Industry – Our most important reductions will need to come from “hard-to-decarbonize” sectors. Several analyses point to electrification – simultaneously with decarbonizing our electrical sector – as central to any solution. This should happen in addition to technological improvements to decarbonize key industrial processes.
Buildings – As with industry, electrification is one important part of the strategy, paired with widespread and comprehensive deployment of energy efficiency measures, and increasingly better building design and operations. The energy efficiency goals are an area where policy change, investments in workforce and programs serving existing buildings, will be vital.
Transportation – Electrification of transportation is a topic generating significant discussion, action, and incentives. With transportation now our largest source of carbon nationally and second-largest in PA thanks to fossil-based energy industries, electrification of vehicles small and large, consumer and commercial, is important.
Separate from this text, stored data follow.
PR #666, opened 2024-09-17
Remove `@_implementationOnly` imports

rauhul:
The `@_implementationOnly` attribute does not work correctly without library evolution enabled. The only possible client with this enabled is Apple, however they have updated to the Swift 6 compiler and can use `internal import` instead of this attribute. Therefore there is no need for this package to use the attribute anymore.

### DIFF
--- a/Sources/ArgumentParser/Usage/DumpHelpGenerator.swift
+++ b/Sources/ArgumentParser/Usage/DumpHelpGenerator.swift
@@ -9,15 +9,12 @@
 //
 //===----------------------------------------------------------------------===//
 
-#if swift(>=5.11)
+#if swift(>=6.0)
 internal import ArgumentParserToolInfo
 internal import class Foundation.JSONEncoder
-#elseif swift(>=5.10)
+#else
 import ArgumentParserToolInfo
 import class Foundation.JSONEncoder
-#else
-@_implementationOnly import ArgumentParserToolInfo
-@_implementationOnly import class Foundation.JSONEncoder
 #endif
 
 internal struct DumpHelpGenerator {
--- a/Sources/ArgumentParser/Parsing/CommandParser.swift
+++ b/Sources/ArgumentParser/Parsing/CommandParser.swift
@@ -11,10 +11,8 @@
 
 #if swift(>=5.11)
 internal import class Foundation.ProcessInfo
-#elseif swift(>=5.10)
-import class Foundation.ProcessInfo
 #else
-@_implementationOnly import class Foundation.ProcessInfo
+import class Foundation.ProcessInfo
 #endif
 
 struct CommandError: Error {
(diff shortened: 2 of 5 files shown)


rauhul:
cc @dabrahams

rauhul:
@swift-ci test

Sources/ArgumentParser/Usage/DumpHelpGenerator.swift
```diff
@@ -9,15 +9,12 @@
 //
 //===----------------------------------------------------------------------===//
 
-#if swift(>=5.11)
+#if swift(>=6.0)
 internal import ArgumentParserToolInfo
 internal import class Foundation.JSONEncoder
-#elseif swift(>=5.10)
+#else
 import ArgumentParserToolInfo
```
compnerd, line 16: I'm slightly concerned about this. The `ArgumentParserToolInfo` library is statically built, and therefore not distributed. However, this is going to serialise the dependency information into the swiftmodule. This might therefore break builds with swift <6.0 on Windows. I do have a pending change (https://github.com/swiftlang/swift/pull/63814) that would help with this situation, but I was running into some trouble with Linux builds ...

Mode shift, moving people with a reduction in single-occupancy vehicles, is however still our most effective way to reduce carbon, including implementations encouraging active transit (walking, biking) in addition to mass transit.
Agriculture and Land Use – Southwestern PA is not the most significantly agricultural part of the state, but that doesn’t mean there is no relevance to how our food is grown, sourced and transported. Likewise, we can improve our application of sustainable development methods to our land use. Priorities here are accountable implementation of sustainable agriculture practices, land remediation and enhancement of forests and carbon sinks, and smart growth principles.